The importance of diabetes communities

From very early on when we explored the condition of diabetes and how it affects people, it became clear that there have always been many great online communities relating to all aspects of diabetes. We found these communities quite fascinating: How they help and support people, what different kinds of sub-groups form, how they changed over the years. xbird has taken part in some of these communities by taking part in discussions, learning from people and also giving back to these communities: For example by providing results of our diabetes survey or inviting people to our free movie screening at our office in Berlin of the inspiring documentary Bike Beyond.

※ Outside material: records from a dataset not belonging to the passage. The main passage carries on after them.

PR #4810, opened 2021-04-13
Fix initial info panel text visibility

Noordfrees:
If a game is started with the info panel initially in Hidden state, the text areas are initially visible even though they're meant to be always invisible when the panel is set to Hidden.


matthiakl (approved):
Fix confirmed :)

In the early days of the internet, diabetes communities were hosted on standalone forum-board sites dedicated to diabetes (or medicine in general) or were part of diabetes information sites. Over the years, forums that were part of bigger diabetes organizations survived but many smaller standalone forums saw a drop in activity over the last ten years. Of course the need for the communities never vanished. In our estimation much of the activity moved to social media sites like facebook or reddit. This is an observation that is not only true for diabetes communities but for many kinds of online discussion boards.


No matter where this online social interaction happens, it brings fantastic benefits for people affected by diabetes.

  1. People affected by diabetes support each other and show understanding. This is especially important for recently diagnosed people that struggle with all the changes that they are expected to make.

  2. Knowledge is shared. And this knowledge can be of all levels: It can be more technical (eg how a certain activity influences blood sugar or how to use a certain blood glucose meter), it might be about a sugar-free alternative for a baking recipe or about motivational strategies, etc.

  3. People can find information on a specific topic like veganism or sport. There are subforums or specialized groups where people can give each other support and provide knowledge that is relevant to some very specific struggles they are experiencing.


These benefits of online communities are applicable to other conditions as well and have been explored scientifically. In her paper from 2013 Social Media Use of Older Adults: A Mini-Review Leist gives a great overview of the scientific literature and discusses the clinical relevance by for example citing one study by Nahm et al. (2010) where they had patients after a hip-fracture use two different online tools. With both tools “The discussion board usage was significantly correlated with outcome gains.” Specifically on the topic of diabetes type 2 facebook groups, Partridge et al. in 2018 tried to steer the scientific exploration of these groups in the right direction because according to them previous methods were not sufficient to really analyze their strength and weaknesses regarding the patients’ outcome.


As beneficial as these online communities can be, all those papers also shed light on some main disadvantages: They need good moderation to not give space to harmful advice because only a tiny fraction of the participants in these groups are health care providers. Sadly sometimes these groups are misused by people trying to push their agenda or selling a new miracle drug. But to make it clear, most of these groups are well moderated and in our opinion the benefits outweigh the dangers. xbird will keep trying to support these online communities and guide people their way.


Leist, A. K. (2013). Social media use of older adults: a mini-review. Gerontology, 59(4), 378-384.


Nahm, E. S., Barker, B., Resnick, B., Covington, B., Magaziner, J., & Brennan, P. F. (2010). Effects of a social cognitive theory-based hip fracture prevention web site for older adults. Computers, informatics, nursing : CIN, 28(6), 371–379.